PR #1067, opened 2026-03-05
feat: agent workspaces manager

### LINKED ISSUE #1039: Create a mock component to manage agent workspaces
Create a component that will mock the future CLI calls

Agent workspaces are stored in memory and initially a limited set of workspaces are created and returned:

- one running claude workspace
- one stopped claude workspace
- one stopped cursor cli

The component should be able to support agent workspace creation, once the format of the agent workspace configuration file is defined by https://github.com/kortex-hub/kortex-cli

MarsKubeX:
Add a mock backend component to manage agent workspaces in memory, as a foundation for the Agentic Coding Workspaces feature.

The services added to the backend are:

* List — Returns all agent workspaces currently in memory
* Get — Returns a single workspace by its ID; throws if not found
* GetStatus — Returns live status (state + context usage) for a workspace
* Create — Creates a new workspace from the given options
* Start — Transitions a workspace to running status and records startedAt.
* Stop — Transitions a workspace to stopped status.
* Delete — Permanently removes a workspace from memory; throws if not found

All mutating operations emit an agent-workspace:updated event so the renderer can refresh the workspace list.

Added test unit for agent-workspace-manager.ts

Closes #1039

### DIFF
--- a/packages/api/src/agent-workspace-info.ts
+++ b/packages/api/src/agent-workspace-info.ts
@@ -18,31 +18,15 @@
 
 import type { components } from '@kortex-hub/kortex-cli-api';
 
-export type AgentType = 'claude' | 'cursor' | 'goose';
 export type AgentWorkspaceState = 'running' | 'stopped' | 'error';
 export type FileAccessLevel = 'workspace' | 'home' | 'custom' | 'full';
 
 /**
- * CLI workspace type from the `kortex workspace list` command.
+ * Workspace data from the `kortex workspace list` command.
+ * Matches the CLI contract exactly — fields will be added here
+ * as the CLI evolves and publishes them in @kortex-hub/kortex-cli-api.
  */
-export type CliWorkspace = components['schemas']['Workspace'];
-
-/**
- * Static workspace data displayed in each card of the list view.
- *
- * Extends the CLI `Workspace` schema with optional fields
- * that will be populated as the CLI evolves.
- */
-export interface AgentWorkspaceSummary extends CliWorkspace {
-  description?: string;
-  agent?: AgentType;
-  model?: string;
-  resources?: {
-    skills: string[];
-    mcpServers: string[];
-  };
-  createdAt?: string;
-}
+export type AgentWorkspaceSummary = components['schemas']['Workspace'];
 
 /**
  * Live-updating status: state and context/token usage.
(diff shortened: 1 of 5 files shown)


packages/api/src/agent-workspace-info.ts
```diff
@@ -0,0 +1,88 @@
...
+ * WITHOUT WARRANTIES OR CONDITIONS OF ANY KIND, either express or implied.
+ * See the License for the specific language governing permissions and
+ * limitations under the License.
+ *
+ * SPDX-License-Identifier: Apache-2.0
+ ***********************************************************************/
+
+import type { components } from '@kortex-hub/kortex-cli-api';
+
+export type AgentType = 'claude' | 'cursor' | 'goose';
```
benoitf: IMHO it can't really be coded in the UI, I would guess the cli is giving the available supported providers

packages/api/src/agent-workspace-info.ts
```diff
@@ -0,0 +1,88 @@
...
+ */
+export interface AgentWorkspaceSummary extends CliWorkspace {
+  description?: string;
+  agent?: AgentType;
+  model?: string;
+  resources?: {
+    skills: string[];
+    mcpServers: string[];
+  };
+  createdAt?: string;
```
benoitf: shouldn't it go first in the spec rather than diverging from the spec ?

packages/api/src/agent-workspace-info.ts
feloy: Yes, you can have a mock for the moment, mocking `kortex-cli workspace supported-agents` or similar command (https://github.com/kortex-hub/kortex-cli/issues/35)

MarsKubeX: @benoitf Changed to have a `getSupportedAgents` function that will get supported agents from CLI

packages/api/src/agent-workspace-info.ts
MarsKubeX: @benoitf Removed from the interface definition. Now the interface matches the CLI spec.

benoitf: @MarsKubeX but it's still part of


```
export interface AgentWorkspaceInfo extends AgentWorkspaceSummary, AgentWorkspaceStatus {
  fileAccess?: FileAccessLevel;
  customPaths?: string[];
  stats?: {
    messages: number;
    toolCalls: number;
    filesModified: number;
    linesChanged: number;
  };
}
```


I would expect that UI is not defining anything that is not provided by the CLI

What is being asked
Repeat the data word for word, starting at its first line and stopping after the line that contains "-export type AgentType".

Expected answer
PR #1067, opened 2026-03-05
feat: agent workspaces manager

### LINKED ISSUE #1039: Create a mock component to manage agent workspaces
Create a component that will mock the future CLI calls

Agent workspaces are stored in memory and initially a limited set of workspaces are created and returned:

- one running claude workspace
- one stopped claude workspace
- one stopped cursor cli

The component should be able to support agent workspace creation, once the format of the agent workspace configuration file is defined by https://github.com/kortex-hub/kortex-cli

MarsKubeX:
Add a mock backend component to manage agent workspaces in memory, as a foundation for the Agentic Coding Workspaces feature.

The services added to the backend are:

* List — Returns all agent workspaces currently in memory
* Get — Returns a single workspace by its ID; throws if not found
* GetStatus — Returns live status (state + context usage) for a workspace
* Create — Creates a new workspace from the given options
* Start — Transitions a workspace to running status and records startedAt.
* Stop — Transitions a workspace to stopped status.
* Delete — Permanently removes a workspace from memory; throws if not found

All mutating operations emit an agent-workspace:updated event so the renderer can refresh the workspace list.

Added test unit for agent-workspace-manager.ts

Closes #1039

### DIFF
--- a/packages/api/src/agent-workspace-info.ts
+++ b/packages/api/src/agent-workspace-info.ts
@@ -18,31 +18,15 @@
 
 import type { components } from '@kortex-hub/kortex-cli-api';
 
-export type AgentType = 'claude' | 'cursor' | 'goose';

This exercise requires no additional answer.